Spear-phishing: A targeted attack against a very specific individual. Whale phishing: A targeted attack against a CEO, CFO or other high-level executive in a business.

Both of these require a significant amount of time, effort and research on the part of the attacker but, because of that, they’re highly successful. One company actually lost $100 million this way. Read more about phishing evolution.
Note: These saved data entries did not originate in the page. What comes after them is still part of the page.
Issue #59, opened 2020-06-25
tab completion in-snap


chipaca:
completion's gotta tab

PR #61, opened 2020-06-26
a first pass at tab completion for the snap (hand-crafted)

chipaca:
fixes: #59

### DIFF
--- a/completion.bash
+++ b/completion.bash
@@ -67,8 +67,11 @@ _charmcraft()
     case "$cmd" in
         "build")
             case "$prev" in
-                -r|--requirement|-e|--entrypoint)
-                    _filedir
+                -r|--requirement)
+                    _filedir txt
+                    ;;
+                -e|--entrypoint)
+                    _filedir py
                     ;;
                 -f|--from)
                     _filedir -d
--- a/completion.bash
+++ b/completion.bash
@@ -1,0 +1,80 @@
+# -*- mode: sh; sh-shell: bash; -*-
+
+# Copyright 2020 Canonical Ltd.
+#
+# Licensed under the Apache License, Version 2.0 (the "License");
+# you may not use this file except in compliance with the License.
+# You may obtain a copy of the License at
+#
+# http://www.apache.org/licenses/LICENSE-2.0
+#
+# Unless required by applicable law or agreed to in writing, software
+# distributed under the License is distributed on an "AS IS" BASIS,
+# WITHOUT WARRANTIES OR CONDITIONS OF ANY KIND, either express or implied.
+# See the License for the specific language governing permissions and
+# limitations under the License.
+#
+# For further info, check https://github.com/canonical/charmcraft
+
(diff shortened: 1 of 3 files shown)


completion.bash
```diff
@@ -0,0 +1,80 @@
...
+        --verbose|--quiet)
+            COMPREPLY=( $(compgen -W "${cmds[*]}" -- "$cur") )
+            return
+            ;;
+        login|logout|whoami|version)
+            COMPREPLY=( $(compgen -W "--help" -- "$cur") )
+            return
+            ;;
+        build)
+            COMPREPLY=( $(compgen -W "--help --from --entrypoint --requirement" -- "$cur") )
```
facundobatista, line 46: Please make --entrypoint to filter by "*.py" and --requirement to filter by "*.txt", thanks!

chipaca: done :-)

completion.bash
```diff
@@ -0,0 +1,83 @@
...
+#
+# Unless required by applicable law or agreed to in writing, software
+# distributed under the License is distributed on an "AS IS" BASIS,
+# WITHOUT WARRANTIES OR CONDITIONS OF ANY KIND, either express or implied.
+# See the License for the specific language governing permissions and
+# limitations under the License.
+#
+# For further info, check https://github.com/canonical/charmcraft
+
+_charmcraft()
```
jameinel, line 19: TBH I don't know much about how to write tab completion scripts.  So it is hard for me to know if this is doing the right thing.

completion.bash
```diff
@@ -0,0 +1,83 @@
...
+    # only offer long options, as they should be self-explanatory (and
+    # it's not like it's more typing for the user)
+
+    if [ "$cword" -eq 1 ]; then
+        COMPREPLY=( $(compgen -W "--help --verbose --quiet ${cmds[*]}" -- "$cur") )
+        return
+    fi
+
+    case "$prev" in
+        --help)
```
jameinel, line 34: I see that you are declaring "prev" to be local earlier, and then you are evaluating it here, but I don't see anywhere that you are setting prev. Is it something done by _init_completion?

chipaca: yup,
```bash
# Initialize completion and deal with various general things: do file
# and variable completion where appropriate, and adjust prev, words,
# and cword as if no redirections exist so that completions do not
# need to deal with them.  Before calling this function, make sure
# cur, prev, words, and cword are local, ditto split if you use -s.
#
# Options:
#     -n EXCLUDE  Passed to _get_comp_words_by_ref -n with redirection chars
#     -e XSPEC    Passed to _filedir as first arg for stderr redirections
#     -o XSPEC    Passed to _filedir as first arg for other output redirections
#     -i XSPEC    Passed to _filedir as first arg for stdin redirections
#     -s          Split long options with _split_longopt, implies -n =
# @return  True (0) if completion needs further processing,
#          False (> 0) no further processing is necessary.
#
_init_completion()
```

Phishing Publications and Resources

Phishing is big business, and a serious threat to all organizations, regardless of industry. Canada’s government reports that there are 156 million phishing emails sent daily, and that 80,000 people per day click links in those emails. Businesses suffer 160 successful online assaults each week. Obviously, it is crucial that you are armed with information. Thankfully, there are numerous resources available to help ensure business owners and decision makers, employees, and even individuals are able to learn more about the threats that face them. These resources take many different forms, including books, online publications, forums, tests, and even phishing simulators. In terms of books, Phishing and Countermeasures: Understanding the Increasing Problem of Electronic Identity Theft is one of the better options. Phishing Exposed is another excellent book, as is Phishing Dark Waters: The Offensive and Defensive Sides of Malicious Emails. Of course, books are part of the solution to the phishing education conundrum. A number of valuable online portals provide vital information and education. OnGuardOnline.gov is a prime example, but others include the United States Computer Emergency Readiness Team, the Anti-Phishing Working Group website, DMARC, and Infosec Resources. The Google Security Blog is another online resource that offers invaluable data, as well as news related to security and Internet safety. The Avast Blog, operated by Avast, one of the world’s more popular anti-virus suites, provides news, tips and information. Brian Kerbs and Bruce Schneier both operate high-profile, high-authority blogs in this area, as well. When it comes to testing, SonicWALL is one of the better choices, as is the OpenDNS Phishing Quiz. Simulators available include SpearPhisher and SecurityIQ, both providing businesses, organizations and even individuals with the means to gain firsthand experience with phishing techniques. When all is said and done, phishing is a clear and present danger. It is not confined to individuals. In fact, businesses, organizations, and government agencies are increasingly coming under attack as more and more attackers realize the enormous potential for profit, whether from stealing money directly or by stealing employee and consumer data and then selling it on the black market. However, despite its widespread presence, phishing attacks can be protected against. It only requires a proactive stance.